Could you restate exactly the lines that begin at the line with "node := range" and end at the final line of the data?

## Source material:
══════
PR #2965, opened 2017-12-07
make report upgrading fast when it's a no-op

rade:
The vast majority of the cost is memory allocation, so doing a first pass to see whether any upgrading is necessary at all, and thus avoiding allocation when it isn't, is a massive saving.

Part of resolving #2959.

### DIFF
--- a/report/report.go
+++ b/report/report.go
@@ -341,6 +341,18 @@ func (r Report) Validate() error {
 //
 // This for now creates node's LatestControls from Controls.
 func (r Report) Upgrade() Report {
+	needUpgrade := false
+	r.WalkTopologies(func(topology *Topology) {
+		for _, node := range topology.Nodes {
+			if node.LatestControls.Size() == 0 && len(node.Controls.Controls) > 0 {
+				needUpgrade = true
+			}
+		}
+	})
══════
## Response:
+		for _, node := range topology.Nodes {
+			if node.LatestControls.Size() == 0 && len(node.Controls.Controls) > 0 {
+				needUpgrade = true
+			}
+		}
+	})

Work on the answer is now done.